They say that to stir things up in life sometimes you have to “think outside the square”.
My house isn’t very square and, as far as I know, neither is my brain. Come to think of it, I’m not very square either, though I have been known to do some square things like write a thesis on the sociolinguistic aspects of political correctness. However, I’ve come to realize that the query letter I send out to entice literary agents is most definitely, undeniably, square. As square as a 52-year-old dad attempting hip-hop moves in a business suit at his daughter’s prom.
I’ve already rewritten my basic query letter fourteen or fifteen times, so much so that My Documents reads like an inventory of oven cleaners: Query Letter, New Query Letter Template, NEW New Query Letter, SUPER NEW New Query Letter, BEST Query Letter, Better Than Ever Query Letter, SUPER SHORT Query Letter, Different Approach Query Letter, NEW IMPROVED Query Letter, NUMERO UNO.
Writing a great query letter is a tough, demoralizing task. The general advice floating around out there is that your query letter should be confident, courteous, stylish, straightforward, bold, captivating, personal, professional, informative and witty. In one page. Trying to be all these things at once is a bit like attempting to do that yoga posture where you bend one knee and keep the other straight, square your hips to the wall and face the door, point one arm forward and the other back, tighten your pelvic floor, loosen your shoulders, constrict your throat and relax your face. In tight pants. (It is no coincidence that this pose, as yoga fans will recognize, is called the Warrior Pose.)
In addition, in your query letter you need to: provide a hook, summarize your book, provide its title and genre, state its word count, outline your main characters, show an understanding of your target audience, include a salutation and a closing, exhibit your writing style, state your qualifications, explain why you’ve chosen the agent, intrigue them, list your publications, follow the agency’s submission requirements, thank them, and knock their socks off. Still in one page. Which is a bit like being asked to do the Warrior Pose wearing oven mitts, with a cat curled up on your head and a tea set balanced on your bent knee, while you attempt to blow bubbles into an ice cream sundae through a straw in your nose. Naked.

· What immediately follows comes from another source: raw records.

PR #164, opened 2020-05-22
feat: Titan should return user value to compaction filter #163

gotoxu:
Signed-off-by: Xu Qiaolun <Jamesxql@Gmail.com>

### DIFF
--- a/src/compaction_filter.h
+++ b/src/compaction_filter.h
@@ -1,0 +1,111 @@
+#pragma once
+
+#include "db_impl.h"
+#include "rocksdb/compaction_filter.h"
+
+#include <utility>
+
+namespace rocksdb {
+namespace titandb {
+
+class TitanCompactionFilter final : public CompactionFilter {
+public:
+  explicit TitanCompactionFilter(const TitanDBImpl *db,
+                                 const CompactionFilter *origin, uint32_t cf_id)
+      : titan_db_impl_(db), origin_filter_(origin), column_family_id_(cf_id) {}
+
+  const char *Name() const override { return "TitanCompactionFilter"; }
+
+  Decision FilterV2(int level, const Slice &key, ValueType value_type,
+                    const Slice &value, std::string *new_value,
+                    std::string *skip_until) const override {
+    if (value_type != kBlobIndex) {
+      return origin_filter_->FilterV2(level, key, value_type, value, new_value,
+                                      skip_until);
+    }
+
+    BlobIndex blob_index;
+    Slice origin_value(value.data());
+    Status s = blob_index.DecodeFrom(&origin_value);
+    if (!s.ok()) {
+      // Unable to decode blob index. Keeping the value.
+      return Decision::kKeep;
+    }
+    if (BlobIndex::IsDeletionMarker(blob_index)) {
+      return Decision::kRemove;
+    }
+
+    BlobRecord record;
+    PinnableSlice buffer;
+
+    titan_db_impl_->mutex_.Lock();
+    auto storage =
+        titan_db_impl_->blob_file_set_->GetBlobStorage(column_family_id_)
+            .lock();
+    titan_db_impl_->mutex_.Unlock();
+
+    if (storage) {
+      ReadOptions read_options;
+      s = storage->Get(read_options, blob_index, &record, &buffer);
+    } else {
+      // Column family not found, remove the value.
+      return Decision::kRemove;
+    }
+
+    if (s.ok()) {
+      bool value_changed = false;
+      bool rv = origin_filter_->Filter(level, key, record.value, new_value,
+                                       &value_changed);
+      if (rv) {
+        return Decision::kRemove;
+      }
+      return value_changed ? Decision::kChangeValue : Decision::kKeep;
+    }
+
+    // GetBlobRecord failed, keep the value.
+    return Decision::kKeep;
+  }
+
+private:
+  const TitanDBImpl *titan_db_impl_;
+  const CompactionFilter *origin_filter_;
+  uint32_t column_family_id_;
+};
+
+class TitanCompactionFilterFactory final : public CompactionFilterFactory {
+public:
+  explicit TitanCompactionFilterFactory(const TitanDBImpl *db)
+      : titan_db_impl_(db), origin_filter_(nullptr),
+        origin_cf_factory_(nullptr) {}
+
+  const char *Name() const override { return "TitanCompactionFilterFactory"; }
+
+  void SetCF(const CompactionFilter *cf) { origin_filter_ = cf; }
+
+  void SetCFFactory(std::shared_ptr<CompactionFilterFactory> cf_factory) {
+    origin_cf_factory_ = std::move(cf_factory);
+  }
+
+  std::unique_ptr<CompactionFilter>
+  CreateCompactionFilter(const CompactionFilter::Context &context) override {
+    const CompactionFilter *compaction_filter = origin_filter_;
+    std::unique_ptr<CompactionFilter> compaction_filter_from_factory = nullptr;
+    if (compaction_filter == nullptr) {
+      // One of the origin_filter_ and origin_cf_factory_ must not be null
+      compaction_filter_from_factory =
+          origin_cf_factory_->CreateCompactionFilter(context);
+      compaction_filter = compaction_filter_from_factory.get();
+    }
+
+    return std::unique_ptr<CompactionFilter>(new TitanCompactionFilter(
+        titan_db_impl_, compaction_filter, context.column_family_id));
+  }
+
+private:
+  const TitanDBImpl *titan_db_impl_;
+  const CompactionFilter *origin_filter_;
+  std::shared_ptr<CompactionFilterFactory> origin_cf_factory_;
+};
+
+} // namespace titandb
+} // namespace rocksdb
--- a/src/compaction_filter.h
+++ b/src/compaction_filter.h
@@ -1,31 +1,32 @@
 #pragma once
 
+#include <string>
 #include <utility>
 
 #include "db_impl.h"
 #include "rocksdb/compaction_filter.h"
+#include "util/mutexlock.h"
 
 namespace rocksdb {
 namespace titandb {
 
 class TitanCompactionFilter final : public CompactionFilter {
  public:
-  explicit TitanCompactionFilter(
-      TitanDBImpl *db, const CompactionFilter *original,
-      std::unique_ptr<CompactionFilter> &&owned_filter,
-      std::shared_ptr<BlobStorage> blob_storage, bool skip_value)
+  TitanCompactionFilter(TitanDBImpl *db, const std::string &cf_name,
+                        const CompactionFilter *original,
+                        std::unique_ptr<CompactionFilter> &&owned_filter,
+                        std::shared_ptr<BlobStorage> blob_storage,
+                        bool skip_value)
       : db_(db),
+        cf_name_(cf_name),
         blob_storage_(std::move(blob_storage)),
         original_filter_(original),
         owned_filter_(std::move(owned_filter)),
-        skip_value_(skip_value) {
-    if (original_filter_ != nullptr) {
-      filter_name_ = std::string("TitanCompactionFilter.")
-                         .append(original_filter_->Name());
-    } else {
-      filter_name_ =
-          std::string("TitanCompactionFilter.").append(owned_filter_->Name());
-    }
+        skip_value_(skip_value),
+        filter_name_(std::string("TitanCompactionfilter.")
+                         .append(original_filter_->Name())) {
+    assert(blob_storage_ != nullptr);
+    assert(original_filter_ != nullptr);
   }
 
   const char *Name() const override { return filter_name_.c_str(); }
@@ -34,18 +35,12 @@ class TitanCompactionFilter final : public CompactionFilter {
                     const Slice &value, std::string *new_value,
                     std::string *skip_until) const override {
     if (skip_value_) {
-      return original_filter_ != nullptr
-                 ? original_filter_->FilterV2(level, key, value_type, Slice(),
-                                              new_value, skip_until)
-                 : owned_filter_->FilterV2(level, key, value_type, Slice(),
-                                           new_value, skip_until);
+      return original_filter_->FilterV2(level, key, value_type, Slice(),
+                                        new_value, skip_until);
     }
     if (value_type != kBlobIndex) {
-      return original_filter_ != nullptr
-                 ? original_filter_->FilterV2(level, key, value_type, value,
-                                              new_value, skip_until)
-                 : owned_filter_->FilterV2(level, key, value_type, value,
-                                           new_value, skip_until);
+      return original_filter_->FilterV2(level, key, value_type, value,
+                                        new_value, skip_until);
     }
 
     BlobIndex blob_index;
@@ -53,9 +48,13 @@ class TitanCompactionFilter final : public CompactionFilter {
     Status s = blob_index.DecodeFrom(&original_value);
     if (!s.ok()) {
       ROCKS_LOG_ERROR(db_->db_options_.info_log,
-                      "[%s] [key=%s] Unable to decode blob index", this->Name(),
-                      key.data());
-      db_->SetBGError(s);
+                      "[%s] Unable to decode blob index", cf_name_.c_str());
+      // TODO(yiwu): Better to fail the compaction as well, but current
+      // compaction filter API doesn't support it.
+      {
+        MutexLock l(&db_->mutex_);
+        db_->SetBGError(s);
+      }
       // Unable to decode blob index. Keeping the value.
       return Decision::kKeep;
     }
@@ -66,39 +65,36 @@ class TitanCompactionFilter final : public CompactionFilter {
 
     BlobRecord record;
     PinnableSlice buffer;
-
-    if (blob_storage_) {
-      ReadOptions read_options;
-      s = blob_storage_->Get(read_options, blob_index, &record, &buffer);
-    } else {
-      // kKeep is better. Maybe column family is not found due to some bugs.
-      return Decision::kKeep;
-    }
+    ReadOptions read_options;
+    s = blob_storage_->Get(read_options, blob_index, &record, &buffer);
 
     if (s.IsCorruption()) {
-      // meet a stale blob index, or bug. so just keep it
+      // Could be cause by blob file beinged GC-ed, or real corruption.
+      // TODO(yiwu): Tell the two cases apart.
       return Decision::kKeep;
     } else if (s.ok()) {
-      auto decision =
-          original_filter_ != nullptr
-              ? original_filter_->FilterV2(level, key, kValue, record.value,
-                                           new_value, skip_until)
-              : owned_filter_->FilterV2(level, key, kValue, record.value,
-                                        new_value, skip_until);
+      auto decision = original_filter_->FilterV2(
+          level, key, kValue, record.value, new_value, skip_until);
 
-      // It would be a problem if it change the value whereas the value_type is
-      // still kBlobIndex. For now, just returns kKeep.
+      // It would be a problem if it change the value whereas the value_type
+      // is still kBlobIndex. For now, just returns kKeep.
       // TODO: we should make rocksdb Filter API support changing value_type
       // assert(decision != CompactionFilter::Decision::kChangeValue);
       if (decision == Decision::kChangeValue) {
-        db_->SetBGError(Status::NotSupported(
-            "It would be a problem if it change the value whereas the "
-            "value_type is still kBlobIndex."));
+        {
+          MutexLock l(&db_->mutex_);
+          db_->SetBGError(Status::NotSupported(
+              "It would be a problem if it change the value whereas the "
+              "value_type is still kBlobIndex."));
+        }
         decision = Decision::kKeep;
       }
       return decision;
     } else {
-      db_->SetBGError(s);
+      {
+        MutexLock l(&db_->mutex_);
+        db_->SetBGError(s);
+      }
       // GetBlobRecord failed, keep the value.
       return Decision::kKeep;
     }
@@ -106,6 +102,7 @@ class TitanCompactionFilter final : public CompactionFilter {
 
  private:
   TitanDBImpl *db_;
+  const std::string cf_name_;
   std::shared_ptr<BlobStorage> blob_storage_;
   const CompactionFilter *original_filter_;
   const std::unique_ptr<CompactionFilter> owned_filter_;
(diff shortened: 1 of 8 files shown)


src/compaction_filter.h
```diff
@@ -0,0 +1,111 @@
...
+
+    BlobIndex blob_index;
+    Slice origin_value(value.data());
+    Status s = blob_index.DecodeFrom(&origin_value);
+    if (!s.ok()) {
+      // Unable to decode blob index. Keeping the value.
+      return Decision::kKeep;
+    }
+    if (BlobIndex::IsDeletionMarker(blob_index)) {
+      return Decision::kRemove;
```
yiwu-arbug, line 35: should keep the marker.

src/compaction_filter.h
```diff
@@ -0,0 +1,111 @@
...
+    if (value_type != kBlobIndex) {
+      return origin_filter_->FilterV2(level, key, value_type, value, new_value,
+                                      skip_until);
+    }
+
+    BlobIndex blob_index;
+    Slice origin_value(value.data());
+    Status s = blob_index.DecodeFrom(&origin_value);
+    if (!s.ok()) {
+      // Unable to decode blob index. Keeping the value.
```
Connor1996, line 31: maybe should set background error here? What do you think? @yiwu-arbug

src/compaction_filter.h
```diff
@@ -0,0 +1,111 @@
...
+    }
+
+    if (s.ok()) {
+      bool value_changed = false;
+      bool rv = origin_filter_->Filter(level, key, record.value, new_value,
+                                       &value_changed);
+      if (rv) {
+        return Decision::kRemove;
+      }
+      return value_changed ? Decision::kChangeValue : Decision::kKeep;
```
Connor1996, line 62: It would be a problem if you change the value whereas the value_type is still `kBlobIndex`. Seems we should make Filter API support changing value_type too? /cc @yiwu-arbug 

For now, we can just assert that `value_change == false` and abort. (Please also add a comment here).

src/compaction_filter.h
```diff
@@ -0,0 +1,111 @@
...
+      ReadOptions read_options;
+      s = storage->Get(read_options, blob_index, &record, &buffer);
+    } else {
+      // Column family not found, remove the value.
+      return Decision::kRemove;
+    }
+
+    if (s.ok()) {
+      bool value_changed = false;
+      bool rv = origin_filter_->Filter(level, key, record.value, new_value,
```
Connor1996, line 57: why not use `FilterV2`?

gotoxu: 这里调用`FilterV2`会产生和上述`value_changed == true`一样的问题，因此选择调用`Filter`。将来rocksdb本身的API可以支持`kBlobIndex`后可改为调用`FilterV2`

src/compaction_filter.h
gotoxu: 改为：
```cpp
assert(!value_changed);
return Decision::kKeep;
```

src/compaction_filter.h
gotoxu: What does **background error** mean? Write an error log? @Connor1996

src/compaction_filter.h
```diff
@@ -0,0 +1,115 @@
...
+      return Decision::kKeep;
+    }
+
+    // GetBlobRecord failed, keep the value.
+    return Decision::kKeep;
+  }
+
+private:
+  const TitanDBImpl *titan_db_impl_;
+  const CompactionFilter *origin_filter_;
```
yiwu-arbug, line 75: s/origin/original/

src/compaction_filter.h
```diff
@@ -0,0 +1,115 @@
...
+    if (BlobIndex::IsDeletionMarker(blob_index)) {
+      return Decision::kRemove;
+    }
+
+    BlobRecord record;
+    PinnableSlice buffer;
+
+    titan_db_impl_->mutex_.Lock();
+    auto storage =
+        titan_db_impl_->blob_file_set_->GetBlobStorage(column_family_id_)
```
yiwu-arbug, line 43: hmm, shall we cache `blob_storage` for each compaction filter instance? To avoid the need to lock global mutex for each key. The CF won't be dropped while compaction is still running.

src/compaction_filter.h
yiwu-arbug: rocksdb/titan will enter read only mode once it hits write error or compaction error. There's this flag in titan: https://github.com/tikv/titan/blob/master/src/db_impl.h#L282.

But since the compaction filter doesn't provide API to return its error, I think it is also fine to return `kKeep`.

src/compaction_filter.h
```diff
@@ -0,0 +1,115 @@
...
+
+    BlobIndex blob_index;
+    Slice origin_value(value.data());
+    Status s = blob_index.DecodeFrom(&origin_value);
+    if (!s.ok()) {
+      // Unable to decode blob index. Keeping the value.
+      return Decision::kKeep;
+    }
+    if (BlobIndex::IsDeletionMarker(blob_index)) {
+      return Decision::kRemove;
```
yiwu-arbug, line 35: Return `kKeep` here, and leave a TODO for me:
```
// TODO(yiwu): handle deletion marker at bottom level.
```

src/compaction_filter.h
yiwu-arbug: I still don't understand why `FilterV2` don't work. Can you explain a bit more?

src/compaction_filter.h
```diff
@@ -0,0 +1,115 @@
...
+    }
+
+    return std::unique_ptr<CompactionFilter>(new TitanCompactionFilter(
+        titan_db_impl_, compaction_filter, context.column_family_id));
+  }
+
+private:
+  const TitanDBImpl *titan_db_impl_;
+  const CompactionFilter *origin_filter_;
+  std::shared_ptr<CompactionFilterFactory> origin_cf_factory_;
```
yiwu-arbug, line 111: s/origin_cf_factory_/original_compaction_filter_factory_/

src/compaction_filter.h
```diff
@@ -0,0 +1,115 @@
...
+  uint32_t column_family_id_;
+};
+
+class TitanCompactionFilterFactory final : public CompactionFilterFactory {
+public:
+  explicit TitanCompactionFilterFactory(const TitanDBImpl *db)
+      : titan_db_impl_(db), origin_filter_(nullptr),
+        origin_cf_factory_(nullptr) {}
+
+  const char *Name() const override { return "TitanCompactionFilterFactory"; }
```
yiwu-arbug, line 85: can we return something like `"TitanCompactionFilterFactory."+original_filter_facotory.Name()`?

src/compaction_filter.h
```diff
@@ -0,0 +1,115 @@
...
+  void SetCFFactory(std::shared_ptr<CompactionFilterFactory> cf_factory) {
+    origin_cf_factory_ = std::move(cf_factory);
+  }
+
+  std::unique_ptr<CompactionFilter>
+  CreateCompactionFilter(const CompactionFilter::Context &context) override {
+    const CompactionFilter *compaction_filter = origin_filter_;
+    std::unique_ptr<CompactionFilter> compaction_filter_from_factory = nullptr;
+    if (compaction_filter == nullptr) {
+      // One of the origin_filter_ and origin_cf_factory_ must not be null
```
yiwu-arbug, line 98: shall we not make this assumption here?

src/compaction_filter.h
```diff
@@ -0,0 +1,115 @@
...
+
+class TitanCompactionFilterFactory final : public CompactionFilterFactory {
+public:
+  explicit TitanCompactionFilterFactory(const TitanDBImpl *db)
+      : titan_db_impl_(db), origin_filter_(nullptr),
+        origin_cf_factory_(nullptr) {}
+
+  const char *Name() const override { return "TitanCompactionFilterFactory"; }
+
+  void SetCF(const CompactionFilter *cf) { origin_filter_ = cf; }
```
yiwu-arbug, line 87: s/SetCF/SetOriginalCompactionFilter/

src/compaction_filter.h
```diff
@@ -0,0 +1,115 @@
...
+
+  void SetCFFactory(std::shared_ptr<CompactionFilterFactory> cf_factory) {
```
yiwu-arbug, line 89: s/SetCFFactory/SetOriginalCompactionFilterFactory/

src/db_impl.cc
```diff
@@ -269,6 +270,20 @@ Status TitanDBImpl::OpenImpl(const std::vector<TitanCFDescriptor>& descs,
         blob_file_set_.get(), stats_.get()));
     cf_opts.table_factory = titan_table_factories.back();
     cf_opts.merge_operator = shared_merge_operator_;
+    if (cf_opts.compaction_filter != nullptr ||
```
yiwu-arbug, line 273: We need to update the same logic to `CreateColumnFamilies()`

src/compaction_filter.h
gotoxu: Sorry，这里我理解有误，现在修改为：
```cpp
    if (s.ok()) {
      auto decision = origin_filter_->FilterV2(
          level, key, ValueType::kValue, record.value, new_value, skip_until);
      // It would be a problem if you change the value whereas the value_type is
      // still kBlobIndex. For now, we can just assert value_change == false and
      // abort.
      // TODO: we should make rocksdb Filter API support changing value_type
      assert(decision != CompactionFilter::Decision::kChangeValue);
      return decision;
    }
```

考虑到将来rocksdb的API可能会修改V2的逻辑，因此直接调用V2接口比较合适。

src/compaction_filter.h
gotoxu: Changed to original

src/compaction_filter.h
gotoxu:
```cpp
    if (BlobIndex::IsDeletionMarker(blob_index)) {
      // TODO(yiwu): handle deletion marker at bottom level.
      return Decision::kKeep;
    }
```

src/compaction_filter.h
gotoxu: Change to `original_filter_factory_`

src/compaction_filter.h
gotoxu: Change to: 
```cpp
if (original_filter_ != nullptr) {
      return std::string("TitanCompactionFilterFactory.")
          .append(original_filter_->Name())
          .c_str();
    } else if (original_filter_factory_ != nullptr) {
      return std::string("TitanCompactionFilterFactory.")
          .append(original_filter_factory_->Name())
          .c_str();
    } else {
      return "TitanCompactionFilterFactory.unknown";
    }
```

src/compaction_filter.h
gotoxu: if original_filter_ == null && original_filter_factory_ == null，那么TitanCompactionFilterFactory就是一个无意义的对象，现在在CreateCompactionFilter方法中加了一个推断：
```cpp
assert(original_filter_ != nullptr || original_filter_factory_ != nullptr);
```

src/db_impl.cc
gotoxu: Done

src/compaction_filter.h
gotoxu: Done!

src/compaction_filter.h
gotoxu: set `blob_storage` for each compaction filter instance in ctor.

src/compaction_filter.h
```diff
@@ -0,0 +1,129 @@
...
+      assert(decision != CompactionFilter::Decision::kChangeValue);
+      return decision;
+    }
+
+    // GetBlobRecord failed, keep the value.
+    return Decision::kKeep;
+  }
+
+private:
+  const std::weak_ptr<BlobStorage> blob_storage_;
```
yiwu-arbug, line 71: Just hold a `shared_ptr`. I'm wanting to cleanup the use of `weak_ptr` throughout Titan codebase.

src/compaction_filter.h
```diff
@@ -0,0 +1,129 @@
...
+  std::unique_ptr<CompactionFilter>
+  CreateCompactionFilter(const CompactionFilter::Context &context) override {
+    assert(original_filter_ != nullptr || original_filter_factory_ != nullptr);
+
+    const CompactionFilter *compaction_filter = original_filter_;
+    std::unique_ptr<CompactionFilter> compaction_filter_from_factory = nullptr;
+    if (compaction_filter == nullptr) {
+      compaction_filter_from_factory =
+          original_filter_factory_->CreateCompactionFilter(context);
+      compaction_filter = compaction_filter_from_factory.get();
```
yiwu-arbug, line 110: the original filter (the unique_ptr) is destroyed after the method call. The `TitanCompactionFilter` should hold the unique_ptr instead of raw pointer.

src/db_impl.h
```diff
@@ -167,6 +169,7 @@ class TitanDBImpl : public TitanDB {
   friend class BaseDbListener;
   friend class TitanDBTest;
   friend class TitanThreadSafetyTest;
+  friend class TitanCompactionFilterFactory;
```
yiwu-arbug, line 172: This is useless now?

src/compaction_filter.h
```diff
@@ -0,0 +1,129 @@
...
+    }
+
+    if (s.ok()) {
+      auto decision = original_filter_->FilterV2(
+          level, key, ValueType::kValue, record.value, new_value, skip_until);
+      // It would be a problem if you change the value whereas the value_type is
+      // still kBlobIndex. For now, we can just assert value_change == false and
+      // abort.
+      // TODO: we should make rocksdb Filter API support changing value_type
+      assert(decision != CompactionFilter::Decision::kChangeValue);
```
yiwu-arbug, line 62: hmmm, we should at least handle this one. Let's return `kKeep` if user compaction filter request to change the value.

Connor1996: but it maybe makes customized filter logic wrong and breaks data correctness.

yiwu-arbug: Agree. Let's set background error in this case then. Also set background error for blob index decode error above.

src/db_impl.h
gotoxu: `TitanCompactionFilterFactory` need to access `blob_file_set_` field in `CreateCompactionFilter` method.

src/compaction_filter.h
gotoxu:
```cpp
      if (decision == Decision::kChangeValue) {
        decision = Decision::kKeep;
      }
      return decision;
```

src/compaction_filter.h
gotoxu: Done!

gotoxu:
> How about we also add an option in TitanCFOptions to alternatively return empty value to compaction filter?

所以你的意思是，用户可以选择是否在Compaction Filter中传递value，以提高程序运行效率？

src/compaction_filter.h
```diff
@@ -53,62 +53,76 @@ class TitanCompactionFilter final : public CompactionFilter {
...
-      bool rv = origin_filter_->Filter(level, key, record.value, new_value,
-                                       &value_changed);
-      if (rv) {
-        return Decision::kRemove;
-      }
-      // It would be a problem if you change the value whereas the value_type is still kBlobIndex.
-      // For now, we can just assert value_change == false and abort.
+      auto decision = original_filter_->FilterV2(
+          level, key, ValueType::kValue, record.value, new_value, skip_until);
+      // It would be a problem if you change the value whereas the value_type is
```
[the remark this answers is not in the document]
gotoxu: Done!

src/compaction_filter.h
```diff
@@ -53,62 +53,76 @@ class TitanCompactionFilter final : public CompactionFilter {
...
+      // still kBlobIndex. For now, we can just assert value_change == false and
```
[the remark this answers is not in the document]
gotoxu: Done!

src/compaction_filter.h
```diff
@@ -53,62 +53,76 @@ class TitanCompactionFilter final : public CompactionFilter {
...
+      // abort.
```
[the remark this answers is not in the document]
gotoxu: Done!

src/compaction_filter.h
```diff
@@ -0,0 +1,142 @@
...
+      // TODO(yiwu): handle deletion marker at bottom level.
+      return Decision::kKeep;
+    }
+
+    BlobRecord record;
+    PinnableSlice buffer;
+
+    if (blob_storage_) {
+      ReadOptions read_options;
+      s = blob_storage_->Get(read_options, blob_index, &record, &buffer);
```
Connor1996, line 56: if the status is not okay(missing blob file). We can regard it as a stale index, and return `Decision::kRemove`

src/compaction_filter.h
```diff
@@ -0,0 +1,142 @@
...
+    } else {
+      // Column family not found, remove the value.
+      return Decision::kRemove;
```
Connor1996, line 59: `kKeep` is better. Maybe column family is not found due to some bugs.

src/compaction_filter.h
gotoxu: Did you mean `compaction_style`?

src/compaction_filter.h
```diff
@@ -0,0 +1,142 @@
...
+    if (value_type != kBlobIndex) {
+      return original_filter_->FilterV2(level, key, value_type, value,
+                                        new_value, skip_until);
+    }
+
+    BlobIndex blob_index;
+    Slice original_value(value.data());
+    Status s = blob_index.DecodeFrom(&original_value);
+    if (!s.ok()) {
+      // Unable to decode blob index. Keeping the value.
```
Connor1996, line 43: please call `db_->SetBGError(s)` here

src/compaction_filter.h
Connor1996: change logic like this
```suggestion
      s = blob_storage_->Get(read_options, blob_index, &record, &buffer);
      if (s.IsCorruption()) {
          // meet a stale blob index, or bug. so just keep it
          return Decision::kKeep;
      } else if (s.ok()) {
          ......
      } else {
          db_->SetBGError(s);
      }
```

src/compaction_filter.h
```diff
@@ -0,0 +1,142 @@
...
+
+    if (s.ok()) {
+      auto decision = original_filter_->FilterV2(
+          level, key, ValueType::kValue, record.value, new_value, skip_until);
+      // It would be a problem if it change the value whereas the value_type is
+      // still kBlobIndex. For now, just returns kKeep.
+      // TODO: we should make rocksdb Filter API support changing value_type
+      // assert(decision != CompactionFilter::Decision::kChangeValue);
+      if (decision == Decision::kChangeValue) {
+        decision = Decision::kKeep;
```
Connor1996, line 70: please call db_->SetBGError(s) here instead of setting to `Decision::kKeep`

src/compaction_filter_test.cc
```diff
@@ -0,0 +1,147 @@
...
+  ASSERT_OK(s);
+  ASSERT_EQ(value, "myvalue");
+
+  CompactAll();
+
+  s = Get("mykey", &value);
+  ASSERT_TRUE(s.IsNotFound());
+}
+
+TEST_F(TitanCompactionFilterTest, CompactBlobValue) {
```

But I don’t give up easily. I’ve torn up my old query letters (a metaphorical act, given the digital age we live in) and started afresh. This time, instead of trying to adhere to all those rules, I’ve tried to follow the wisdom of Madagascar’s Alex the Lion, who advises Marty the Zebra to: “Throw out the old act…Make it up as you go along. Adlib. Improvize. On the fly…Make it fresh.” That is, think outside the square. Be exciting. Be different. But still be, you know, cool. With this in mind, I’ve started writing a new query letter, which, after a mere nine and a half hours, is nearly complete.
Once I’ve added the finishing touches, I hope the only issue I’ll have with my new letter will not be whether or not it is capable of luring a literary agent but simply whether it should be called “NEW NEW SUPER BEST Different Approach Query Letter” or “My Query Letter Unsquared”.